_Problem to solve_
Would you please print the data a second time, exactly as it stands?

_Records shown_
PR #3598, opened 2023-02-17
Desktop: Fix bug in diveplan for CCR dives with multiple segments.

mikeller:

- [x] Bug fix
- [ ] Functional change
- [ ] New feature
- [ ] Code cleanup
- [ ] Build system change
- [ ] Documentation change
- [ ] Language translation

Fixes a bug reported in
https://groups.google.com/g/subsurface-divelog/c/8N3cTz2Zv5E: When planning a CCR dive with multiple segments, the textual dive plan was showing a non-existent gas change with bogus data.  The first part of the fix is uncluttering of the message printed: Since this change is _after_ the current diveplanpoint the data needs to come from `nextdp` and not `dp`.  The second part is that the message is not printed any more if the current and the following segments have been manually added: According to comments in the code the change should only be printed on the segment _before_ the change if this segment is an ascent segment that is followed by a manually entered segment.

### Changes made:

1) fixed contents of change text when printed on segment before change
2) fixed conditions for printing changes on segment before change

### Related issues:

https://groups.google.com/g/subsurface-divelog/c/8N3cTz2Zv5E

### Additional information:

image

In general I am not fully clear on why we are printing changes in the segment _before_ they happen - all I could find on this was a comment stating that this is so without a reason:

https://github.com/subsurface/subsurface/blob/ab7b9329c0ce00297faba256c22ddcdb1f1e8912/core/plannernotes.c#L325-L327

What I can see is that this may result in an unsafe dive plan if the diver is to execute the change at the start of the segment it is listed in, as is required for most changes: In the example below, the diver is asked to change to EAN32 at the start of an ascent segment when they are at 80 meters, resulting in a ppO2 of ~ 2.9!
So this begs the question if the special case of listing changes in the segment before they are required should be removed, or at least checks added to avoid doing this in situations where it results in dangerous conditions.

image

### Release note:

desktop: fix bug when printing a dive plan with multiple segments

### Mentions:

### DIFF
--- a/CHANGELOG.md
+++ b/CHANGELOG.md
@@ -1,3 +1,4 @@
+desktop: fix bug when printing a dive plan with multiple segments
 desktop: fix bug in bailout gas selection for CCR dives
 desktop: fix crash on cylinder update of multiple dives
 desktop: use dynamic tank use drop down in equipment tab and planner
--- a/core/plannernotes.c
+++ b/core/plannernotes.c
@@ -325,15 +325,15 @@ void add_plan_to_notes(struct diveplan *diveplan, struct dive *dive, bool show_d
 				/* Normally a gas change is displayed on the stopping segment, so only display a gas change at the end of
 				 * an ascent segment if it is not followed by a stop
 				 */
-				if ((isascent || dp->entered) && gaschange_after && dp->next && nextdp && (dp->depth.mm != nextdp->depth.mm || nextdp->entered)) {
-					if (dp->setpoint) {
-						asprintf_loc(&temp, translate("gettextFromC", "(SP = %.1fbar CCR)"), dp->setpoint / 1000.0);
+				if (isascent && gaschange_after && dp->next && nextdp && nextdp->entered) {
+					if (nextdp->setpoint) {
+						asprintf_loc(&temp, translate("gettextFromC", "(SP = %.1fbar CCR)"), nextdp->setpoint / 1000.0);
 						put_format(&buf, "<td style='padding-left: 10px; color: red; float: left;'><b>%s %s</b></td>",
 							gasname(newgasmix), temp);
 						free(temp);
 					} else {
 						put_format(&buf, "<td style='padding-left: 10px; color: red; float: left;'><b>%s %s</b></td>",
-							gasname(newgasmix), lastdivemode == UNDEF_COMP_TYPE || lastdivemode == dp->divemode ? "" : translate("gettextFromC", divemode_text_ui[dp->divemode]));
+							gasname(newgasmix), dp->divemode == UNDEF_COMP_TYPE || dp->divemode == nextdp->divemode ? "" : translate("gettextFromC", divemode_text_ui[nextdp->divemode]));
 						if (isascent && (get_he(lastprintgasmix) > 0)) { // For a trimix gas change on ascent, save ICD info if previous cylinder had helium
 							if (isobaric_counterdiffusion(lastprintgasmix, newgasmix, &icdvalues)) // Do icd calulations
 								icdwarning = true;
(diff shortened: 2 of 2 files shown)


dirkhh (commented):
That code is not something I'm super comfortable reviewing... Robert, this one's for you :)

atdotde:
I will take care of this. The diveplan and where to print gas changes is super fragile (due to the waypoint, as in: point of time where something happens vs leg of the dive as in: the time interval between the events and where dp fits in between). I will look at this once I have some quiet time, hopefully early next week.

atdotde:
As I said, this is all very fragile. And yes, printing the gas change information on the ascent leg from 80m to 38m is clearly wrong, it should be shown at 38m.

IIRC this comes from the following situation: you ascent from  x to y, change gas without stopping then continue to z. Then I think one might argue that showing it on the first leg might be justified as you would interpret it as "ascent to y to change gas" but even in this case it is probably inconsistent. In the display, indicating a gas should probably better always mean "do this leg with the specified gas, i.e. understand that the gas change always happens in the beginning of the leg that it is indicated in. 

Would you like to fix this?

Just make sure when you change the very convoluted logic here that you don't break any for the many other cases (manual entered segments vs computed segments, explicit ascents vs implied ascents in deco and the verbatim plan is a totally different beast on its own.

_Written response_
PR #3598, opened 2023-02-17
Desktop: Fix bug in diveplan for CCR dives with multiple segments.

mikeller:

- [x] Bug fix
- [ ] Functional change
- [ ] New feature
- [ ] Code cleanup
- [ ] Build system change
- [ ] Documentation change
- [ ] Language translation

Fixes a bug reported in
https://groups.google.com/g/subsurface-divelog/c/8N3cTz2Zv5E: When planning a CCR dive with multiple segments, the textual dive plan was showing a non-existent gas change with bogus data.  The first part of the fix is uncluttering of the message printed: Since this change is _after_ the current diveplanpoint the data needs to come from `nextdp` and not `dp`.  The second part is that the message is not printed any more if the current and the following segments have been manually added: According to comments in the code the change should only be printed on the segment _before_ the change if this segment is an ascent segment that is followed by a manually entered segment.

### Changes made:

1) fixed contents of change text when printed on segment before change
2) fixed conditions for printing changes on segment before change

### Related issues:

https://groups.google.com/g/subsurface-divelog/c/8N3cTz2Zv5E

### Additional information:

image

In general I am not fully clear on why we are printing changes in the segment _before_ they happen - all I could find on this was a comment stating that this is so without a reason:

https://github.com/subsurface/subsurface/blob/ab7b9329c0ce00297faba256c22ddcdb1f1e8912/core/plannernotes.c#L325-L327

What I can see is that this may result in an unsafe dive plan if the diver is to execute the change at the start of the segment it is listed in, as is required for most changes: In the example below, the diver is asked to change to EAN32 at the start of an ascent segment when they are at 80 meters, resulting in a ppO2 of ~ 2.9!
So this begs the question if the special case of listing changes in the segment before they are required should be removed, or at least checks added to avoid doing this in situations where it results in dangerous conditions.

image

### Release note:

desktop: fix bug when printing a dive plan with multiple segments

### Mentions:

### DIFF
--- a/CHANGELOG.md
+++ b/CHANGELOG.md
@@ -1,3 +1,4 @@
+desktop: fix bug when printing a dive plan with multiple segments
 desktop: fix bug in bailout gas selection for CCR dives
 desktop: fix crash on cylinder update of multiple dives
 desktop: use dynamic tank use drop down in equipment tab and planner
--- a/core/plannernotes.c
+++ b/core/plannernotes.c
@@ -325,15 +325,15 @@ void add_plan_to_notes(struct diveplan *diveplan, struct dive *dive, bool show_d
 				/* Normally a gas change is displayed on the stopping segment, so only display a gas change at the end of
 				 * an ascent segment if it is not followed by a stop
 				 */
-				if ((isascent || dp->entered) && gaschange_after && dp->next && nextdp && (dp->depth.mm != nextdp->depth.mm || nextdp->entered)) {
-					if (dp->setpoint) {
-						asprintf_loc(&temp, translate("gettextFromC", "(SP = %.1fbar CCR)"), dp->setpoint / 1000.0);
+				if (isascent && gaschange_after && dp->next && nextdp && nextdp->entered) {
+					if (nextdp->setpoint) {
+						asprintf_loc(&temp, translate("gettextFromC", "(SP = %.1fbar CCR)"), nextdp->setpoint / 1000.0);
 						put_format(&buf, "<td style='padding-left: 10px; color: red; float: left;'><b>%s %s</b></td>",
 							gasname(newgasmix), temp);
 						free(temp);
 					} else {
 						put_format(&buf, "<td style='padding-left: 10px; color: red; float: left;'><b>%s %s</b></td>",
-							gasname(newgasmix), lastdivemode == UNDEF_COMP_TYPE || lastdivemode == dp->divemode ? "" : translate("gettextFromC", divemode_text_ui[dp->divemode]));
+							gasname(newgasmix), dp->divemode == UNDEF_COMP_TYPE || dp->divemode == nextdp->divemode ? "" : translate("gettextFromC", divemode_text_ui[nextdp->divemode]));
 						if (isascent && (get_he(lastprintgasmix) > 0)) { // For a trimix gas change on ascent, save ICD info if previous cylinder had helium
 							if (isobaric_counterdiffusion(lastprintgasmix, newgasmix, &icdvalues)) // Do icd calulations
 								icdwarning = true;
(diff shortened: 2 of 2 files shown)


dirkhh (commented):
That code is not something I'm super comfortable reviewing... Robert, this one's for you :)

atdotde:
I will take care of this. The diveplan and where to print gas changes is super fragile (due to the waypoint, as in: point of time where something happens vs leg of the dive as in: the time interval between the events and where dp fits in between). I will look at this once I have some quiet time, hopefully early next week.

atdotde:
As I said, this is all very fragile. And yes, printing the gas change information on the ascent leg from 80m to 38m is clearly wrong, it should be shown at 38m.

IIRC this comes from the following situation: you ascent from  x to y, change gas without stopping then continue to z. Then I think one might argue that showing it on the first leg might be justified as you would interpret it as "ascent to y to change gas" but even in this case it is probably inconsistent. In the display, indicating a gas should probably better always mean "do this leg with the specified gas, i.e. understand that the gas change always happens in the beginning of the leg that it is indicated in. 

Would you like to fix this?

Just make sure when you change the very convoluted logic here that you don't break any for the many other cases (manual entered segments vs computed segments, explicit ascents vs implied ascents in deco and the verbatim plan is a totally different beast on its own.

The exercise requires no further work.